The next obvious thing to notice is that to exist in the state or city of New York means to live with extra hands in your pockets (especially in the latter locale). Now why'd I pick New York to bully? Laziness and familiarity. I'm from there, so I'm somewhat interested in its economics, and I may end up back there in the end. Who knows? But hey, I'm in Washington state now, and we've got no city or state income tax so haha**! Anyway yeah, tax-wise, being married in New York city or state is about as bad as—if not worse than—being single anywhere without income tax. For example, let's take a salary of about $80,000. In Washington state, that'd yield a tax bill of about $19,500 if you're single, ~$14,000 if you're married (and your total household income was $80K). In New York state, that's a tax bill of $23,750 and $17,500 respectively. In NYC, $26,500 and $20,250 respectively. You pay about $3-4,000 extra just for the privilege of living in NY state, and another $2.5-3,000 on top of that to experience city life. That's a little cray cray.

The last not-so-obvious thing here though is that these taxes are detrimental to those that make the least. Above I've plotted the total percentage your taxes taken out of your gross income for the same income levels and circumstances above. Now let me explain my point: fed/state/city taxes are structured to adjust with your income, however living day-to-day is not. Whether you make $14,000 per year (roughly minimum wage) or $1.4 million per year, a 4-lb bag of frozen chicken breasts is still about $12 down at Safeway, and the bus/train/whatever still costs about $2.50 to use each time. Granted, if you're making $1.4 million per year you're probably not getting the $12 bag of chicken at Safeway. But, let's scale up the impact it'd have on that salary. $12 chicken to someone that makes $14,000 per year is equal to about $1,200 for someone making $1.4 million. That's some expensive chicken, even if you are a millionaire..

So if you're fresh out of undergrad or grad school, you're single (as far as the IRS is concerned), and you live in NYC, I'm sorry. Cause that $50,000 starting salary is getting $13,700+ sucked out for taxes, and then you've still gotta pay rent (~$10,000 per year), buy food (please, eat out as little as possible, cause that might be another $10,000), get that metrocard, pay back those student loans, pay off that/those credit card(s), and still try to enjoy life.

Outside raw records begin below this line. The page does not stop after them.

PR #395, opened 2023-02-07
changes to crystal phase

Quantumstud:
Introduced counting the false positive in the matrix before the NNLS algorithm in the crystal phase class.


Quantumstud:
I am closing the pull request since this Colin made a better code which works well.

PR #410, opened 2023-04-14
convert 1/nm in DM to A^-1

sezelt:
This is a simple fix for the DM reader that checks if the pixel size is "1/nm" and converts it to "A^-1".


cophus (commented):
Hmmm not sure why I thought it would be more difficult than this!   I guess the only question is - do we want to auto convert to 1/A, or allow 1/nm?

I also see in this code snippet that "lambda" is misspelled right above.

sezelt:
My preference would be to make stuff be in inverse angstroms as much as possible. In ptycho, for example, there is no handling of "1/nm", only "A^-1".

bsavitzky (approved):
Thanks Steve :D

Better get yourself an inexpensive hobby, or hell maybe one that pays. There's spots on subway platforms for every talent.
I actually became more interested in what expenses would look like for someone making about that, so I figured it out. Above, we have the financial life of Mr. Johnny Averageface. He makes the median American salary ($50k; green), has average fun ($300/mo; blue), buys average food and eats out averagely ($150/wk; gray), pays averagely on his average student loans ($345/mo on $30k of debt; orange), on his average credit card debt ($312/mo on $15k of debt; purple), on his average rent ($1,300/mo; yellow), and is taxed appropriately (red). Wow, rent is a bitch. But hey, taxes are giving rent a run for it's money (well, Mr. Averageface's money) in NYC.

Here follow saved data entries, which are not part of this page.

PR #423, opened 2023-05-03
bugfix in virutalimage.py and get_virtual_image speedup

tcpekin:
This first fixes a bug in dask I found in `virtualimage`, and then speeds up the case where the center does not need to be shifted by quite a lot.

image

Two differences - no more tqdm for the virtual image in the case where it doesn't loop (non-shifted center), and user defined masks are converted to the `bool` dtype, as when they were ints, it was blowing up my computer memory and not actually running.

See PDF benchmark
[benchmark.pdf](https://github.com/py4dstem/py4DSTEM/files/11391113/benchmark.pdf)

### DIFF
--- a/py4DSTEM/process/virtualimage.py
+++ b/py4DSTEM/process/virtualimage.py
@@ -108,11 +108,12 @@ def get_virtual_image(
 
             # set up a generalized universal function for dask distribution
             def _apply_mask_dask(datacube,mask):
-                virtual_image = np.sum(np.multiply(datacube.data,mask), dtype=np.float64)
-            apply_mask_dask = da.as_gufunc(
+                return np.sum(np.multiply(datacube.data,mask), dtype=np.float64)
+            apply_mask_dask = da.gufunc(
                 _apply_mask_dask,signature='(i,j),(i,j)->()',
                 output_dtypes=np.float64,
                 axes=[(2,3),(0,1),()],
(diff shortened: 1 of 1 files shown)


tcpekin:
Also, I am sure my dask bugfix is not the best way to do it, with the `allow_rechunk` option, but otherwise it raised an error.

sezelt:
Nice catch on the dask bug!

I think we do not want to restrict ourselves to boolean masks, having a mask with soft edges or one with some positive and some negative regions for a differential image is useful. 

As for performance, vectorizing the mask application by either broadcasting-multiplying or masking is indeed more efficient for very small memory-resident arrays, but in other cases the performance is far worse. In the past we have used a variety of ways of computing the virtual images, and we ended up removing them because they failed in so many cases.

So what's the takeaway(s) here? Get married, find a cheaper apartment, and don't live in NYC. Also, not mentioned much above but for the hell of it here, put your money in a goddamn IRA already! Whatever you put in reduces your tax bill, gains interest (as long as the US economy doesn't collapse), and gives you something to eat early-bird specials and live in south Florida with when you're in your twilight years.

Happy New Year!

Note, while the numbers quoted in text are approximated and rounded (because no one likes to see 12,736.04 instead of 12,700), the numbers in the figures are exact.

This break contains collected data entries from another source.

PR #428, opened 2023-05-12
datacube copy

smribet:


bsavitzky (changes requested):
This should almost do it! The dim vectors also need to be transferred.  I would suggest doing this using the calibration that you've already copied

smribet:
Good catch, thanks Ben!  Is this how you would suggest updating the dim vectors?

bsavitzky (approved):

* These are using the 2014 tax brackets for US federal, New York State, and New York City income tax. There really isn't anything extra added. Just the standard deduction for each combination and one exemption. The taxes here include FICA and Medicare, and it only goes up to $200,000 in salary because Medicare is calculated in a weird way that I didn't feel like figuring out after $200,000 ($250,000 for married couples).

** With that said, our public services pale in comparison to New York's. It'd be like comparing a kitten to a 2-days hungry tiger in their ability and willingness to kill you.